Though widely and for the most part positively reviewed, Who Speaks was not a commercial success, which disappointed Warren greatly. The book was out of print for decades until Yale University Press republished it in 2014 based largely on the traffic generated by the Who Speaks for the Negro? Digital Archive.

==Archive==

Much of the original material related to the book is still in existence, held at the University of Kentucky and Yale University Libraries. In December 1964, Robert Penn Warren donated most of the material to the University of Kentucky. In his letter of donation to the University of Kentucky dated December 23, 1964, Warren stated "this, it would seem, is significant research material." The Louie B. Nunn Center for Oral History at the University of Kentucky Libraries provides access to the majority of the oral history interviews online.

===Interviews===

Warren grouped his interviews partly by geography and partly by theme. Each of the chapters consists of both narrativized and transcribed interviews and Warren's descriptions of setting, as well as deeper reflections inspired by the interviewees.

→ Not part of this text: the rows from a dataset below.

PR #754, opened 2021-11-17
Add support union type

pingsutw:

# TL;DR
Add union type transformer, and it can handle both union and optional type

## Type
 - [ ] Bug Fix
 - [x] Feature
 - [ ] Plugin

## Are all requirements met?

 - [ ] Code completed
 - [x] Smoke tested
 - [x] Unit tests added

## Complete description

## Tracking Issue
https://github.com/flyteorg/flyte/issues/1349

## Follow-up issue
No

### DIFF
--- a/flytekit/core/type_engine.py
+++ b/flytekit/core/type_engine.py
@@ -626,11 +626,11 @@ class UnionTransformer(TypeTransformer[T]):
         return TypeEngine.to_literal(ctx, python_val, t, expected)
 
     def to_python_value(self, ctx: FlyteContext, lv: Literal, expected_python_type: Type[T]) -> Optional[typing.Any]:
+        if lv is None:
+            return None
         st = self.get_sub_type(expected_python_type)
         for v in st:
             try:
-                if v == type(None) and lv is None:
-                    return None
                 val = TypeEngine.to_python_value(ctx, lv, v)
                 if val:
                     return val
--- a/flytekit/core/type_engine.py
+++ b/flytekit/core/type_engine.py
@@ -444,6 +444,8 @@ class TypeEngine(typing.Generic[T]):
         """
         Converts a python value of a given type and expected ``LiteralType`` into a resolved ``Literal`` value.
         """
+        if python_val is None and expected.union_type is None:
+            raise AssertionError(f"Python value cannot be None, expected {python_type}/{expected}")
         transformer = cls.get_transformer(python_type)
         if transformer.type_assertions_enabled:
             transformer.assert_type(python_type, python_val)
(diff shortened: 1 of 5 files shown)


flytekit/core/type_engine.py
```diff
@@ -596,6 +596,58 @@ def guess_python_type(self, literal_type: LiteralType) -> Type[list]:
...
+class UnionTransformer(TypeTransformer[T]):
+    """
+    Transformer that handles a univariate typing.Union[T]
+    """
+
+    def __init__(self):
+        super().__init__("Typed Union", typing.Union)
+
+    @staticmethod
+    def get_sub_type(t: Type[T]) -> Type[T]:
```
maximsmol, line 608: this method does not really make sense since a Union type only ever has multiple "sub types"

i.e. `Union[x]` is by definition equivalent to `x`

I think the way this method is used in `get_literal_type` implies that the type signature should actually be `(t: Type[T]) -> List[Type]` instead

flytekit/core/type_engine.py
```diff
@@ -596,6 +596,58 @@ def guess_python_type(self, literal_type: LiteralType) -> Type[list]:
...
+        """
+        Return the generic Type T of the Union
+        """
+        if hasattr(t, "__origin__") and t.__origin__ is typing.Union:  # type: ignore
+            if hasattr(t, "__args__"):
+                return t.__args__  # type: ignore
+        raise ValueError("Only generic univariate typing.Union[T] type is supported.")
```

Chapter 1: The Cleft Stick

- Joe Carter
- Felton Grandison Clark
- Robert Collins, Nils Douglas, and Lolis Elie

Chapter 2: A Mississippi Journal

- Claire Collins Harvey
- Gilbert Moses and Richard Murphy
- Aaron Henry
- Bob Moses
- Charles Evers and Neil E. Goldschmidt

Chapter 3: The Big Brass

- Adam Clayton Powell Jr.
- Roy Wilkins
- Whitney Young
- James Forman
- James Farmer
- Martin Luther King Jr.
- Wyatt Tee Walker
- Bayard Rustin
- Malcolm X

Chapter 4: Leadership from the Periphery

- William H. Hastie
- James Baldwin
- John Harvey Wheeler
- Carl Rowan
- Kenneth Bancroft Clark
- Ralph Ellison

Chapter 5: The Young

- Ezell Blair Jr., Stokely Carmichael, Lucy Thornton, and Jean Wheeler
- Jackson State College Students
- Tougaloo College Students
- Stephen Wright
- Ruth Turner
- Stokely Carmichael

Not used in the book:
- Carroll Barber
- Wiley A. Branton
- Bridgeport Men
- Will D. Campbell
- Septima Poinsette Clark
- Dan W. Dodson
- Milton Galamison
- Richard Gunn
- Vernon Jordan
- Montgomery Wordsworth King
- James Lawson
- William Stuart Nelson
- Gloria Richardson
- Kelly Miller Smith
- William Stringfellow
- Avon Williams
- Andrew Young

The original interviews are archived at the Louie B. Nunn Center for Oral History at the University of Kentucky and Yale University Libraries. The Nunn Center provides online access to the interviews, which are searchable and streaming using an innovative system called OHMS (Oral History Metadata Synchronizer), which provides word level searches that are synchronized to the audio. Not all of the interviews made it directly into Warren's book. The original audiotapes, which are archived by the Nunn Center and Yale University Libraries, and materials for Who Speaks for the Negro? also contained interviews with the following people. The audio and transcripts for these, as well as full interviews from the persons mentioned above, are available at the Nunn Center, as well as in the online digital exhibit Who Speaks for the Negro? Digital Archive of the Robert Penn Warren Center for the Humanities and the Jean and Alexander Heard Libraries at Vanderbilt University. A digital exhibit The Robert Penn Warren Oral History Archive is a digital exhibit that combines the oral history interviews conducted for Who Speaks for the Negro? with oral history interviews conducted with Robert Penn Warren who reflects on changes in his perceptions of segregation over time. Warren reflects on segregation and the Civil Rights Movement in his Nunn Center oral history interview conducted on May 4, 1980.